At the earnings release, Qin Hongbo, deputy general manager of New China Insurance, said that it is expected that the interest-rate market trend in 2026 will continue to present a volatile pattern in the near term, with credit spreads narrowing and term spreads widening. Specifically, liquidity in the short end is relatively more relaxed with stronger certainty, but volatility in ultra-long-dated bonds may increase, and the interest-rate trends between the short end and the long end will diverge. Therefore, in a low-interest-rate era, to achieve relatively reasonable returns on fixed-income investments, it is necessary to grasp the interest-rate trend and capture structural opportunities.

For equity-market allocation, Qin Hongbo further said that New China Insurance is firmly optimistic about the long-term development prospects of China’s capital market. It will focus on three investment main lines: first, industries where conditions improve and performance continues to be optimized; second, industries aligned with national strategic directions, especially areas related to new-quality productive forces; third, continuously promoting a high-dividend investment strategy in a low-interest-rate environment.

Cai Zhihui said that for fixed-income investment, in 2026 PICC will, based on the differing characteristics of liability funds between property insurance and life insurance, do a good job in sub-accounting, differentiated allocation, and refined management. Specifically, for the property insurance account, emphasis will be placed on maintaining stable asset duration; for the life insurance account, it will manage the duration gap, so it will particularly pay attention to the allocation window for long-duration government bonds. For equity investment, on the one hand, it will continue to focus on allocating to OCI high-dividend stocks; on the other hand, it will focus on growth-oriented investment opportunities embedded in the “15th Five-Year Plan” and the “next 5-year” period, strengthen research into key industries and key segments of the industrial chain, and rationally plan TPL stock allocation.

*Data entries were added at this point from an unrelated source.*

PR #531, opened 2023-10-06
Add models from Imbalance.jl and MLJBalancing.jl and update the model registry

ablaom:
To do after this PR:

- Bump version

cc @EssamWisam


ablaom:
Looks like the `BalancedModel` got excluded automatically, which is fine. My guess is that this is because `is_wrapper` trait was set to `true`. I had forgotten about that.

Issue #376, opened 2020-06-23
add a non-mpi version of teca library


taobrienlbl:
It would be useful to be able to do `import teca` without requiring MPI calls: particularly when attempting to debug/test python-based pipelines on systems like NERSC, which prohibit using MPI on login nodes.

Ideally, it would be something like:
```python
import teca_nompi

# build TECA pipeline
```

burlen:
It would be easier to have 2 installs. There are some options in the superbuild for instance
```
-DWITHOUT_MPI=ON
```
Tells it not to build any MPI. In that case one would also want to set the install prefix to an alternate location
```
-DCMAKE_INSTALL_PREFIX/some/path/teca_no_mpi
```
then
```
module use /some/path/teca_no_mpi/modulefiles
module load teca
```
to get at the no mpi install. As an alternative one can tell the superbuild to compile MPICH and then one can use MPI on the login node as well.

@taobrienlbl what do you think about the 2 install approach?

burlen:
@taobrienlbl it should be possible to `import teca` from an MPI install of teca when running on a login node. Some of the command line apps do this. For example `teca_convert_table` works fine on the login node.

Things crash when the code also does `from mpi4py import *` since that is what calls `MPI_Init` and Cray makes it abort on the login node.

A work around for the parallel command line apps on the login node might be to use an environment variable `export TECA_NO_MPI=1` (or something like this) which could be tested for before trying to `import mpi4py` or calling `MPI_Init` in the C++ apps.

What do you think?

taobrienlbl:
The two-install approach could work, though I'm somewhat partial to your idea of using an environment variable to control the behavior.  That would allow us to use a single install, which I think would be much simpler from a user point of view.  But if it's difficult to implement, I'm not sure I'd push strongly for this feature.

By the way, I can confirm that simply importing teca does not work on cray:
```bash
$ module load teca
$ python3 -c 'import teca'
[Tue Jun 23 17:40:46 2020] [unknown] Fatal error in PMPI_Init_thread: Other MPI error, error stack:
MPIR_Init_thread(537):
MPID_Init(246).......: channel initialization failed
MPID_Init(647).......:  PMI2 init failed: 1
Aborted
```

[...]

PR #381, opened 2020-06-24
NetCDF I/O avoid MPI calls if MPI is not initialized

burlen:
With this change one can run I/O codes on login nodes (as requested in #376)


burlen:
@taobrienlbl @elbashandy would like  areview, but if you guys are too busy I will merge this

burlen:
resolves #376

burlen:
resolves #399

Issue #392, opened 2020-07-07
use new cropped dataset for all AR tests


burlen:
The new test dataset `ARTMIP_MERRA_2D_2017-05-16-00Z.nc` contains 8 time steps and captures an AR on the North Americal Pacific coast. Replace the old ARTMIP_MERRA time series with this one for all tests that had previously used them.  The This is in TECA_data revision 67.

burlen:
#372 now has updates to use the new dataset in the Bayesian AR detector tests

elbashandy:
Resolved by #372

PR #394, opened 2020-07-08
Replaced ARTMIP datasets that don't have time dimension

elbashandy:
Replaced ARTMIP_MERRA_2D_20170210* with ARTMIP_MERRA_2D_2017-05-16-00Z.nc as the old ones didn't have time dimension. The new one does.

### DIFF
--- a/test/CMakeLists.txt
+++ b/test/CMakeLists.txt
@@ -77,9 +77,9 @@ teca_add_test(test_cf_reader_era5
 
 teca_add_test(test_cf_reader_file_time
     COMMAND test_cf_reader
-    -i "${TECA_DATA_ROOT}/ARTMIP_MERRA_2D_20170210_06\.nc"
+    -i "${TECA_DATA_ROOT}/ARTMIP_MERRA_2D_2017-05-16-00Z\.nc"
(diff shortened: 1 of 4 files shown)


test/CMakeLists.txt
```diff
@@ -77,9 +77,9 @@ teca_add_test(test_cf_reader_era5
 
 teca_add_test(test_cf_reader_file_time
     COMMAND test_cf_reader
-    -i "${TECA_DATA_ROOT}/ARTMIP_MERRA_2D_20170210_06\.nc"
```
burlen, line 80: We need to keep this test as is because the test tests getting time dimension from the file name. In the new dataset the time dimension is encoded in the file itself rather than the file name.

burlen:
See #392

burlen:
@elbashandy  I am updating the Bayesian AR detector tests to use the new data.

elbashandy:
> please update the deeplab test to use the cf reader for the baseline so that the time dimension is tested.

@burlen does the cf_reader read `.bin` format? Or do you mean to insert cf_writer in the pipeline to write a NetCDF file where a cf_reader can read it

burlen:
Abdel will move these changes to #372 when ready

PR #396, opened 2020-07-08
Various fixes and imrpovements

### LINKED ISSUE #395: augment documentation of profiling option
The RTD page on [TECA's profiling capabilities](https://teca.readthedocs.io/en/latest/developer.html#timing-and-profiling) gives the list of environment variables that control the profiler, but it does not specify what values must be provided to activate the profiler.  My first guess, based on the pattern used for activating/deactivating options in TECA's build was that 'ON' should be passed: which is not correct.

Examination of `core/teca_profiler.h` gives more documentation; this should probably be copied verbatim into the RTD page:
```
    // If found in the environment the following variable override the
    // the current settings
    //
    //     PROFILER_ENABLE       : bit mask turns on or off logging,
    //                             0x01 -- event profiling enabled
    //                             0x02 -- memory profiling enabled
    //     PROFILER_LOG_FILE     : path to write timer log to
    //     MEMPROF_LOG_FILE      : path to write memory profiler log to
    //     MEMPROF_INTERVAL      : number of seconds between memory recordings
```

It would also be useful to augment the example shown for profiling the BARD application with the environment variable settings that would activate the profiler in the way shown in Fig 12.

burlen:
a number of minor improvements including:
- resolves #395
- enables streaming mode in the Bayesian AR detector
- other minor enhancements

### DIFF
--- a/alg/teca_bayesian_ar_detect.cxx
+++ b/alg/teca_bayesian_ar_detect.cxx
@@ -984,6 +984,7 @@ const_p_teca_dataset teca_bayesian_ar_detect::execute(
     pr->set_input_connection(pa->get_output_port());
     pr->set_reduce_callback(reduce);
     pr->set_finalize_callback(reduce);
+    pr->set_stream_size(2);
     pr->set_verbose(0);
     pr->set_data_request_queue(this->internals->queue);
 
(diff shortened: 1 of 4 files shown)


burlen:
@taobrienlbl FYI contains the change to use streaming mode in the Bayesian AR detector

burlen:
@taobrienlbl @elbashandy thanks for the review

Liu Hui introduced that for equity investment, China Life will focus on two categories of assets: first, technology stocks representing the direction of China’s new-quality productive forces; second, high-quality high-dividend stocks. For the equity investment direction during the “15th Five-Year Plan” period, it will follow the deployment to cultivate and strengthen emerging industries and to take a forward-looking stance on future industries. It will continue to use diversified tools such as merger and acquisition funds, PE funds, and S funds, focusing on three major directions: first, artificial intelligence and semiconductors—closely tracking the themes of technological iteration and domestic substitution to identify investment targets with explosive growth opportunities across the entire AI industry chain; second, health and biotechnology—investing in innovative drugs and medical devices, intelligent diagnosis and treatment, chronic disease management, and other related fields; third, green energy and new infrastructure—deeply cultivating clean-energy sectors such as wind power and nuclear power, and paying attention to investment opportunities such as new-type energy storage and computing-power synergy.